Despite the novelty of the entrepreneurial idea at MU, Turpin says the school is playing catch-up to the pack leaders. The week before his interview for this article, Turpin was at MIT, where they founded 900 startups in a year.

But Turpin agrees with Foley: MU can be the best in the Midwest, and there’s a tremendous financial incentive to do so. At MIT, Turpin was getting a team certified by the MIT mentoring program, with the goal of coming back to Columbia and breeding startups here.

“I’m just hoping that I can provide a little mentorship here or good advice there and help an idea that can change the world,” Turpin says. It’s a powerful theme for him, and he returns to it later: “Sometimes that’s all it takes. A fundamental desire to change the world.”

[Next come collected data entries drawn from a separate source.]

Issue #26, opened 2012-10-06
UTF8 should write BOM (optional) (FileTarget)


ghost:
> When you add encoding="utf-8" on a file target, encoding of the result file is a UTF-8 encoding but the preamble (Binary Object Mark) is not present at the start of the file then some tools that use this BOM not recognize the encoding as UTF-8...
> 
> In https://github.com/jkowalski/NLog/blob/master/src/NLog/Targets/FileTarget.cs source file
> 
> I suggest to add preamble bytes as below:
> 
> Method "WriteToFile", line 964

``` c#
 private void WriteToFile(string fileName, byte[] bytes, bool justData)
 {
     if (this.ReplaceFileContentsOnEachWrite)
     {
         using (FileStream fs = File.Create(fileName))
         {
             //get preamble bytes
             byte[] preambleBytes = this.Encoding.GetPreamble();
             byte[] headerBytes = this.GetHeaderBytes();
             byte[] footerBytes = this.GetFooterBytes();
             //write preamble bytes
             if (preambleBytes != null)
             {
                 fs.Write(preambleBytes, 0, preambleBytes.Length);
             }
             if (headerBytes != null)
             {
                 fs.Write(headerBytes, 0, headerBytes.Length);
             }
             fs.Write(bytes, 0, bytes.Length);
             if (footerBytes != null)
             {
                 fs.Write(footerBytes, 0, footerBytes.Length);
             }
         }
         return;
     }

     /* some source code ... */
     if (writeHeader && !justData)
     {
         //get preamble bytes
         byte[] preambleBytes = this.Encoding.GetPreamble();
         //write preamble bytes
         if (preambleBytes != null)
         {
             appenderToWrite.Write(preambleBytes);
         }
         byte[] headerBytes = this.GetHeaderBytes();
         if (headerBytes != null)
         {
             appenderToWrite.Write(headerBytes);
         }
     }
     /* end of method */
 }

```

Moved from http://nlog.codeplex.com/workitem/6831

304NotModified:
BOM is no bug, as it is valid to the specs of UTF-8

Xharze:
Have been fixed #629

304NotModified:
No it isn't. The PR is changed for only Webservice, because it seemed the same problem, but it wasn't.

Xharze:
Sorry, you're of course correct

304NotModified:
NP! I understand the confusion :)

npelletm:
[...]

PR #749, opened 2015-06-11
Add support for byte order mark suffix to unicode transformation encodings.

williamb1024:
Add support for byte order marks to `FileTarget` (Issue #26).

* Adds "-bom" and "-no-bom" suffix for UTF8, UTF16, and UTF32 encodings.
* Adds support for writing the Encoding's preamble to the `FileTarget` class.
* Removes "IncludeBOM" property from `WebServiceTarget` as it is no longer needed.
* Adds `DefaultByteOrderMarkAttribute` which when applied to a property will determine whether a BOM is included when specifying a UTF encoding that does not specifically indicate the inclusion or exclusion of the BOM.

When specifying UTF-8 encoding, the default state will be to exclude the BOM. UTF-16 and UTF-32 encodings, by default include the BOM. The DefaultByteOrderMarkAttribute can be used to override this on a per-property basis. The `FileTarget.Encoding` property is an example of this. The FileTarget's Encoding property is attributed to ensure the BOM is excluded by default, this ensure that existing configurations with UTF-16 or UTF-32 encodings will not begin including a BOM automagically.


304NotModified:
Thanks for the PR. But this is a breaking change  and we need to discuss this first.

Some things:

- we have tested before with "UTF-8-bom" encoding name, but this was leading to backwardscomp problems: what is UTF-8? BOM or no BOM? In FileTarget and WebserviceTarget, it had different behavior 
- BOM is required for UTF16 and UTF32 AFAIK. (because it uses multiple bytes, and order does matter)

williamb1024:
I understand completely. I just wanted to get the code up here so you guys could decide if you wanted it or not. I have attempted to address the concerns that you raised in your comment. 

* The code understands a number of different names for the various UTF encodings, rather than list them here, I will just refer you to the code which is in EncodingHelper.cs. As far as I am aware, all of the names supported by the framework are covered. 
* Each name has three possible states: "name", "name-bom", and "name-no-bom". For example, UTF-32BE may be referred to as "utf-32be", "utf-32be-bom" and "utf-32be-no-bom". If the name is suffixed with "-bom" or "-no-bom" then the resulting encoding will always follow that suffix. For example, "utf-16-bom" will always return an Encoding instance that will return an array of bytes from `Encoding.GetPreamble()`. This leaves the encoding name that does not contain a suffix, for example: "utf-16le", "utf-32" and "utf-8". The default for a non-suffixed encoding name depends on the encoding, UTF-8 defaults to no BOM (which follows the Unicode spec that states it is not recommended, but differs from Microsoft's default stance which includes it). UTF-16 and UTF-32 (regardless of BE/LE) default to including a BOM, which passes the Unicode spec which states the BOM "may" be included.
* As you point out, `FileTarget` and `WebServiceTarget` have different behavior as to whether or not a BOM is included. `FileTarget` did not include a BOM, regardless of the selected encoding. Prior to this point, `FileTarget` did not contain any code to write the BOM. Where as `WebSeriviceTarget` would include the BOM, as it ultimately used a `StreamWriter` which respected the contents of `Encoding.GetPreamble()`. This is why I included the `DefaultByteOrderMarkAttribute`. This attribute can be applied to Property members and indicates to the configuration system whether encoding names without a suffix should or should not include a BOM. Without this attribute, the code falls back to the rules defined in the previous bullet point: UTF-8 has no BOM, UTF-16 and UTF-32 have a BOM (unless the encoding name specifies a BOM or no-BOM specifically).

There are two hurdles to clear in MU’s aspirations of becoming Silicon Valley University: money and people. Both Foley and Turpin think money will come, even if it’s not all currently there. The school will, if everything goes according to plan, be rolling out a capital-raising accelerator before 2016. Turpin is lobbying for more teamwork and cooperation among different business entities in Columbia, including city government.

People are the higher hurdle. Who will lead the startups? Who will teach the people who lead the startups? Where will they work? Who will provide the research that spawns the product? Grant points out that a professor’s entrepreneurial success isn’t brought up at a performance review. There, more traditional metrics are examined: papers published, grants accepted, students graduated, etc.

“We want to encourage people to do this,” Foley says. “That requires not punishing them when they fail but dusting them off. I have an optimistic view that this can work and can raise all boats.”

Raising all boats and changing the world: the new ethos for intellectual property at MU.